8) Une gauche unitaire antilibérale ne naîtra pas d’un rassemblement de mécontents de la société actuelle intégrant par exemple des islamistes, des boudhistes et des altermondialistes de la décroissance absolue.

J’avais déjà trouvé bizarre que son site de campagne unis avecbové intègre dans sa rubrique "Programme politique" un long texte de "108 propositions pour une République Française laïque, écologique et sociale", resucée indigeste, obscurantiste et "décroissante" de type cléricalo-bouddhiste...

Son interview sur le site religieux islamique Oumma.com me reste en travers de la gorge.

Question : "La loi de mars 2004 qui bannit les signes religieux ostensibles de l’école a eu pour conséquence la déscolarisation de dizaines de jeunes filles et leur éviction du monde du travail. Quelles mesures pourrez-vous prendre pour faciliter leur réintégration dans la société ?"

Réponse de José Bové - " J’ai toujours été clairement contre cette loi. Il est évident que c’est une loi qui est principalement préjudiciable aux musulmanes, en plus d’un certains nombre de Sikhs. C’est une loi discriminatoire qui doit être abrogée. Je suis, plus largement, pour une législation qui se donne les moyens de défendre effectivement le libre choix des femmes, entre autre de porter le foulard ou de ne pas le porter. Cela signifie de se donner de réels moyens d’interdire toute discrimination et tout préjudice lié au port du foulard, de se donner également les moyens d"interdire toute contrainte faite aux femmes, notamment de le porter. Les filles déscolarisées doivent bien entendu avoir à nouveau accès à l’école publique".

Considérer cette loi comme discriminatoire peut se discuter mais ne formuler aucune critique sur le voile lui-même comme symbole d’une discrimination à l’encontre des femmes n’est pas correct pour un progressiste quand on connaît ce qu’il révèle dans plusieurs pays.
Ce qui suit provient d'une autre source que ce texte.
PR #557, opened 2025-01-17
feat: create get_course_videos_qset API call

ormsbee:
This new call returns a CourseVideo queryset that will allow callers to efficiently get what they want, instead of having to bring back a large serialized object that may have many fields that they don't care about.


ormsbee:
@DawoudSheraz: I'm just remaking https://github.com/openedx/edx-val/pull/554 from this repo instead of my fork, to get around the Pact issue.

DawoudSheraz (approved):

9) Une Gauche antilibérale unitaire ne naîtra pas sans clarté politique

José Bové en appelle sans cesse à la création d’un rassemblement antilibéral à la gauche du parti socialiste. C’est parfaitement son droit et cet objectif trouve un large écho, aujourd’hui affaibli par la multiplicité des candidatures sur ce créneau.
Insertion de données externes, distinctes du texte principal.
PR #562, opened 2025-02-06
feat: add patch endpoint to update transcript providers

BrandonHBodine:
This PR adds a DRF Patch endpoint for updating the "provider" field on VideoTranscript records.
Context:


edxval/views.py
```diff
@@ -217,6 +219,43 @@ def delete(self, request):
...
+                data={'message': 'Invalid transcript provider.'}
+            )
+
+        except Exception as e:  # pylint: disable=broad-exception-caught
+            return Response(
+                status=status.HTTP_500_INTERNAL_SERVER_ERROR,
+                data={'message': str(e)}
+            )
+
+        return Response(status=status.HTTP_204_NO_CONTENT)
```
hajorg, line 257: Shouldn't this be 404 if the video transcript isn't found since `update_transcript_provider` will return None?

BrandonHBodine: Ah, yes that would be correct! Thanks for catching that.

edxval/api.py
```diff
@@ -395,6 +395,29 @@ def create_or_update_video_transcript(video_id, language_code, metadata, file_da
...
+        video_id: id identifying the video to which the transcript is associated.
+        language_code: language code of a video transcript.
+        provider: transcript provider
+    """
+    video_transcript = VideoTranscript.get_or_none(video_id, language_code)
+
+    if provider and provider not in list(dict(TranscriptProviderType.TRANSCRIPT_MODEL_CHOICES).keys()):
+        raise InvalidTranscriptProvider(f'{provider} transcript provider is not supported')
+
+    if video_transcript:
```
hajorg, line 412: While I know that empty/missing provider has been handled [here](https://github.com/openedx/edx-val/pull/562/files#diff-5cb93930cfbc5ddd56013cd73f08792eaee9fde2b7c8fc4a571bc609b12b665bR230). Should we make sure we are not passing an empty provider in this condition in case another function needs to use it in the future? I don't think [this](https://github.com/openedx/edx-val/pull/562/files#diff-5cb93930cfbc5ddd56013cd73f08792eaee9fde2b7c8fc4a571bc609b12b665bR230) will account for empty provider.

hajorg (approved):
Added a minor comment but LGTM otherwise

BrandonHBodine:
I was wondering if anyone from @openedx/committers-maintainers-at-large could review and merge this PR? My team is taking over maintainership of this repo soon but this PR is a blocker for some working being done. CC @AfaqShuaib09

UsamaSadiq:
Hi @BrandonHBodine 
I can help you in getting this PR merged but you'll need to resolve the conflict first.

BrandonHBodine:
The conflict has been resolved. Thank you for the help @UsamaSadiq

UsamaSadiq (approved):

UsamaSadiq:
Merging the PR without Pact Verification check passing since it is already failing in other PRs too.

BrandonHBodine:
@UsamaSadiq would you be able to create a release for this too? I also no longer have access to do so.

UsamaSadiq:
@BrandonHBodine I've released version [2.10.0](https://pypi.org/project/edxval/2.10.0/) on GitHub and PyPI with your change.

Cependant, c’est quoi "être à gauche du Parti Socialiste" dans les réponses concrètes à apporter aux besoins de notre peuple ? C’est quoi être antilibéral dans la stratégie politique comme dans le choix de société que l’on propose en alternative au capitalisme ? C’est quoi être altermondialiste comme nouvelle identité politique après le républicanisme, le socialisme et le communisme ( globalement comme conception du monde, plus concrètement en matière de rapport aux classes sociales, de laïcité, d’institutions, , de construction organisée du rapport de force mondial...) ? Quelles propositions politiques transitoires en matière de démocratie sociale, d’énergie, de rapports Nord Sud ?
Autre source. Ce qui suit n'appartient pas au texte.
PR #577, opened 2025-04-14
Add support for Python 3.12 & Django 5.2

irtazaakram:
- resolves https://github.com/openedx/edx-val/issues/526
- resolves https://github.com/openedx/edx-val/issues/575

Major Change: https://github.com/openedx/public-engineering/issues/340


.github/workflows/ci.yml
```diff
@@ -63,7 +63,7 @@ jobs:
 
     - name: Install Dependencies
       run: |
-        pip install "Django>=4.2,<4.3"
+        pip install "Django>=4.2,<5.0"
```
awais786, line 66: No need to make change here.

tox.ini
```diff
@@ -1,9 +1,10 @@
 [tox]
-envlist = py{38,311}-django{42}, quality
+envlist = py{311,312}-django{42,52}, quality
 
 [testenv]
 deps =
-    django42: Django>=4.2,<4.3
+    django42: Django>=4.2,<5.0
```
awais786, line 6: Django>=4.2,<4.3
Django>=5.2,<5.3

awais786:
This change will affect the **edx-platform**, so we need to test this PR there as well before merging.

edxval/utils.py
```diff
@@ -155,13 +155,13 @@ def get_video_image_storage():
     Return the configured django storage backend.
     """
     if hasattr(settings, 'VIDEO_IMAGE_SETTINGS'):
-        return get_storage_class(
-            settings.VIDEO_IMAGE_SETTINGS.get('STORAGE_CLASS'),
-        )(**settings.VIDEO_IMAGE_SETTINGS.get('STORAGE_KWARGS', {}))
+        storage_name = settings.VIDEO_IMAGE_SETTINGS.get('STORAGE_CLASS')
+        if storage_name and storage_name in storages:
+            return storages[storage_name]
```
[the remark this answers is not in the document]
mumarkhan999: Can you please check it while debugging.... and share the SS?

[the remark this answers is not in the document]
awais786: I have a question regarding **edx-platform**: if we merge this PR, will it work with the current platform settings, or will it require immediate updates?
Is it safe to merge now and handle any necessary setting changes when we update edx-platform later?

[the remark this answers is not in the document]
mumarkhan999: This PR requires `settings.py` to have `storages` dict in edx-platform as it will be installing inside edx-platform.
Which isn't available at the moment.

irtazaakram:
Created a PR here https://github.com/openedx/edx-platform/pull/36658 to test it in edx-platform.

edxval/utils.py
```diff
@@ -154,14 +154,8 @@ def get_video_image_storage():
...
     """
-    if hasattr(settings, 'VIDEO_IMAGE_SETTINGS'):
-        return get_storage_class(
-            settings.VIDEO_IMAGE_SETTINGS.get('STORAGE_CLASS'),
-        )(**settings.VIDEO_IMAGE_SETTINGS.get('STORAGE_KWARGS', {}))
-
-    # during edx-platform loading this method gets called but settings are not ready yet
-    # so in that case we will return default(FileSystemStorage) storage class instance
-    return get_storage_class()()
+    storage_name = settings.VIDEO_IMAGE_SETTINGS.get('STORAGE_CLASS', 'default')
```
awais786, line 157: 1. The storages dictionary doesn't include a STORAGE_CLASS, so it falls back to the default.
2. Even if you add a STORAGE_CLASS, it tries to return the Boto3 storage class directly, which causes a crash—because storages expects an alias, not a class path.

```
(Pdb) storage_name = settings.VIDEO_IMAGE_SETTINGS.get('STORAGE_CLASS', 'default')
(Pdb) storage_name
'storages.backends.s3boto3.S3Boto3Storage'
(Pdb) storages[storage_name]
*** django.core.files.storage.handler.InvalidStorageError: Could not find config for 'storages.backends.s3boto3.S3Boto3Storage' in settings.STORAGES.
```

Il ne servirait à rien de construire une force " à la gauche de la gauche" apportant encore plus de confusion dans les réponses à ces questions. Il ne servirait à rien de construire un rassemblement antilibéral s’il n’était pas utile pour changer vraiment la vie par la mobilisation d’une grosse majorité de notre peuple ; pour cela la question de l’unité de la gauche n’est pas secondaire. Le débat est donc nécessaire.